Montag 15. Juli 2013

Mit Himbeeren gefüllte Pfannkuchen zum Frühstück starten wir in den Tag. Es kommt, dank dem schlechten Wetter das I-Tüpfelchen der Reise. Anstatt der Wanderung über eine Holzbrücke zu den Mineralquellen, führt Alissa uns durch ihr Dorf.

Zwar waren wir natürlich schon vorher herumspaziert, haben uns überall mit „gutten Tag“ begrüßen lassen, haben von Neubauten bis halb Verfallenem viel gesehen aber wenig mitbekommen.
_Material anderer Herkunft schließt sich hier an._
PR #1445, opened 2024-04-23
8320563: Remove D3D9 code paths in favor of D3D9Ex

lukostyra:
JFX minimum requirements guarantee 9Ex availability, so old non-Ex paths are no longer needed.

In multiple parts (ex. Mesh, Graphics, etc.) where the Device is acquired I changed the type to explicitly use `IDirect3DDevice9Ex`. Technically it doesn't matter much (`IDirect3DDevice9Ex` inherits `IDirect3DDevice` - it was leveraged to transparently use the Ex device in the backend) but now we don't have the non-Ex device, so that keeps it a bit more consistent and clear IMO.

Verified by running tests on Windows 11, did not notice any regressions. Unfortunately I have no way to test this on older systems.

---------
### Progress

### Issue
 * [JDK-8320563](https://bugs.openjdk.org/browse/JDK-8320563): Remove D3D9 code paths in favor of D3D9Ex (**Enhancement** - P4)

### Reviewers

### Reviewing

Checkout this PR locally: \
`$ git fetch https://git.openjdk.org/jfx.git pull/1445/head:pull/1445` \
`$ git checkout pull/1445`

`$ git checkout pull/1445` \
`$ git pull https://git.openjdk.org/jfx.git pull/1445/head`

</details>

Checkout this PR locally: \
`$ git pr checkout 1445`

`$ git pr show -t 1445`

</details>

<a href="https://git.openjdk.org/jfx/pull/1445.diff">https://git.openjdk.org/jfx/pull/1445.diff</a>

</details>

### Webrev
[Link to Webrev Comment](https://git.openjdk.org/jfx/pull/1445#issuecomment-2071974710)

### DIFF
--- a/modules/javafx.graphics/src/main/java/com/sun/prism/d3d/D3DRTTexture.java
+++ b/modules/javafx.graphics/src/main/java/com/sun/prism/d3d/D3DRTTexture.java
@@ -172,7 +172,7 @@ class D3DRTTexture extends D3DTexture
 
     @Override
     public boolean isVolatile() {
-        return getContext().isRTTVolatile();
+        return false;
     }
 
     @Override
--- a/modules/javafx.graphics/src/main/native-prism-d3d/D3DPipeline.cc
+++ b/modules/javafx.graphics/src/main/native-prism-d3d/D3DPipeline.cc
@@ -1,5 +1,5 @@
 /*
- * Copyright (c) 2007, 2021, Oracle and/or its affiliates. All rights reserved.
+ * Copyright (c) 2007, 2024, Oracle and/or its affiliates. All rights reserved.
  * DO NOT ALTER OR REMOVE COPYRIGHT NOTICES OR THIS FILE HEADER.
  *
  * This code is free software; you can redistribute it and/or modify it
@@ -30,10 +30,8 @@
 
 // d3d9.dll library dynamic load
 HMODULE hLibD3D9 = 0;
-typedef IDirect3D9 * WINAPI FnDirect3DCreate9(UINT SDKVersion);
 typedef HRESULT WINAPI FnDirect3DCreate9Ex(UINT SDKVersion, IDirect3D9Ex**);
 
-FnDirect3DCreate9 * pD3D9FactoryFunction = 0;
 FnDirect3DCreate9Ex * pD3D9FactoryExFunction = 0;
 
 static jboolean checkAndClearException(JNIEnv *env) {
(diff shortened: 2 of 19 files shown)


modules/javafx.graphics/src/main/java/com/sun/prism/d3d/D3DRTTexture.java
```diff
@@ -172,7 +172,7 @@ public boolean isOpaque() {
 
     @Override
     public boolean isVolatile() {
-        return getContext().isRTTVolatile();
+        return false;
```
lukostyra, line 175: Quick note - this was checking on native side if we have non-Ex device and returning `true` if we did, `false` if D3D9 was initialized with Ex.

So far I only kept these changes within D3D backend. However, I checked the rest of the code and it seems that only D3D9 non-Ex ever returned anything else than `false`. Right now all the backends (d3d, egl, sw) return `false` in this method, which technically leaves a bit of dead code inside common part of Prism. Should we consider removing this method completely?

kevinrushforth: > Should we consider removing this method completely?

Not as part of this PR. Maybe in a follow-up if you think it is worth doing as a (low priority) cleanup.

kevinrushforth:
I skimmed the PR and it looks good to me, but I'll let @arapte be the primary reviewer.

/reviewers 2

kevinrushforth:
Good to hear.

modules/javafx.graphics/src/main/native-prism-d3d/D3DPipeline.cc
```diff
@@ -237,12 +229,12 @@ void fillOsVersionInformation(JNIEnv *env, jobject object, jclass clazz) {
...
 }
 
-inline IDirect3D9* addRef(IDirect3D9* i) {
+inline IDirect3D9Ex* addRef(IDirect3D9Ex* i) {
     i->AddRef();
     return i;
 }
 
-int getMaxSampleSupport(IDirect3D9 *d3d9, UINT adapter) {
+int getMaxSampleSupport(IDirect3D9Ex *d3d9, UINT adapter) {
```
nlisker, line 237: Minor: In some cases you also change the name of the variable to add the "Ex" suffix., like in
```cpp
D3DContext::D3DContext(IDirect3D9Ex *pd3dEx, UINT adapter)
                                         ^
```
Here and In `PiplineManager.h` it's left as `IDirect3D9Ex * pd3d9;` without "Ex".
I don't mind it either way (I would probably not bother changing them myself), but perhaps we should remain consistent.

nlisker (approved):
Tested the functionality with the 3DLighting app, things look the same as before the patch. Left a minor comment.

modules/javafx.graphics/src/main/native-prism-d3d/D3DPipeline.cc
lukostyra: You're right. Most places use it as `pd3d9` so I'll leave it this way (remove the `Ex` suffix from other spots).

lukostyra:
I also noticed there's a property in Prism settings called `disableD3D9Ex` - I will also remove it as it is now redundant.

nlisker (approved):

mstr2 (approved):
LGTM

PR #1447, opened 2024-04-30
8331319: IME Window breaks after popup menu

beldenfox:
When focus moves away from a node JavaFX calls `finishInputMethodComposition` so glass can clean up any in-progress IME editing. On Mac we call `discardMarkedText` on the view's NSTextInputContext to dismiss the IME.

It appears that the OS can get confused if `discardMarkedText` is called on an NSTextInputContext that is not the current active context. JavaFX popups are displayed in windows that don't have OS focus and therefore do not have the active input context but the JavaFX scene associated with the popup doesn't know this and still makes calls to manipulate the IME. This seems to be triggering a bug in the OS that leads to bad behavior which persists until the user moves focus away from the main JavaFX stage altogether and then brings it back.

### DIFF
--- a/modules/javafx.graphics/src/main/native-glass/mac/GlassView3D.m
+++ b/modules/javafx.graphics/src/main/native-glass/mac/GlassView3D.m
@@ -742,7 +742,12 @@
 {
     IMLOG("finishInputMethodComposition called");
     [self unmarkText];
-    [self.inputContext discardMarkedText];
+    // If we call discardMarkedText on an input context that is not
+    // the current one the IM will get into a persistent state where
+    // it will not call setMarkedText or firstRectForCharacterRange.
+    if (self.inputContext == NSTextInputContext.currentInputContext) {
+        [self.inputContext discardMarkedText];
+    }
 }
 
 /*


kevinrushforth:
Reviewers: @andy-goryachev-oracle @kevinrushforth 

/reviewers 2

andy-goryachev-oracle:
Seems to work with the little test program.

Observed a weird behavior in the Monkey Tester

- open TextArea page
- set font to System Regular
- select text: "Writing Systems"
- click on any English word, invoke IME (I use Japanese), observe candidate inserted correctly
- click on non-English word, invoke IME, the candidate is still shows up correctly
- click on an English word, invoke IME and the candidate shows garbage.  

It seems to me it might be using font from the previous invocation?
This could be a different issue though.

Screenshot 2024-04-30 at 08 18 55

andy-goryachev-oracle:
same issue without the fix.
I won't be able to try with an earlier jdk in the next couple of hours, sorry.

andy-goryachev-oracle:
With jfx21-ea+12, I see the same incorrect font, so it must be a different issue.

```
java --module-path "REDACTED/Java/javafx-sdk-21/lib" --add-modules javafx.base,javafx.graphics,javafx.controls,javafx.swing,javafx.web -jar "REDACTED/MonkeyTest2/MonkeyTest/dist/MonkeyTester.jar"
```

andy-goryachev-oracle (approved):
ship it!

PR #1081, opened 2023-04-04
8290310: ChangeListener events are incorrect or misleading when a nested change occurs

hjohn:
This provides and uses a new implementation of `ExpressionHelper`, called `ListenerManager` with improved semantics.

See also #837 for a previous attempt which instead of triggering nested emissions immediately (like this PR and `ExpressionHelper`) would wait until the current emission finishes and then start a new (non-nested) emission.

# Behavior

|Listener...|ExpressionHelper|ListenerManager|
|---|---|---|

Gleich  in der nächsten Nebenstraße beginnt unsere eigentliche Geschichte:

In der Russenzeit (so nennt man das hier) wurden den Junglehrerinnen Stellen zugewiesen. Und so kam Alissas Großmutter nach Dubrinitschi. Beim Spaziergang stand ein junger Mann am Zaun, sah Oma  und verliebte sich auf der Stelle in sie. Doch Oma wollte erst nicht, denn sie bekam von ihrer Mutter eine Warnung mit. „verliebe Dich in keinen Österreicher“.

Er selbst war mit zwei Frauen verheiratet, gleichzeitig  - versteht sich, eine in der Ukraine und eine in Österreich als er dort im Krieg war.

Nun. Oma und Opa lebten sieben Jahre in diesem kleinen alten Haus.

Ein Teil des Dorfes liegt auf dem Berg – also doch eine Wanderung. Wäre der Himmel nicht so grau verhangen hätten wir eine Wahnsinnsaussicht.
Um den Weg abzukürzen wählte Alissa einen schmalen, steilen Trampelpfad.

Und oben kam wieder der Zeitsprung in meine Kindheit.
Alte Geräte, Holzschuppen und viele Grüppchen von Hühnern, jeweils um einen stolzen Hahn herum. Gänse, Enten und sogar drei graue Perlhühner picken ums Haus.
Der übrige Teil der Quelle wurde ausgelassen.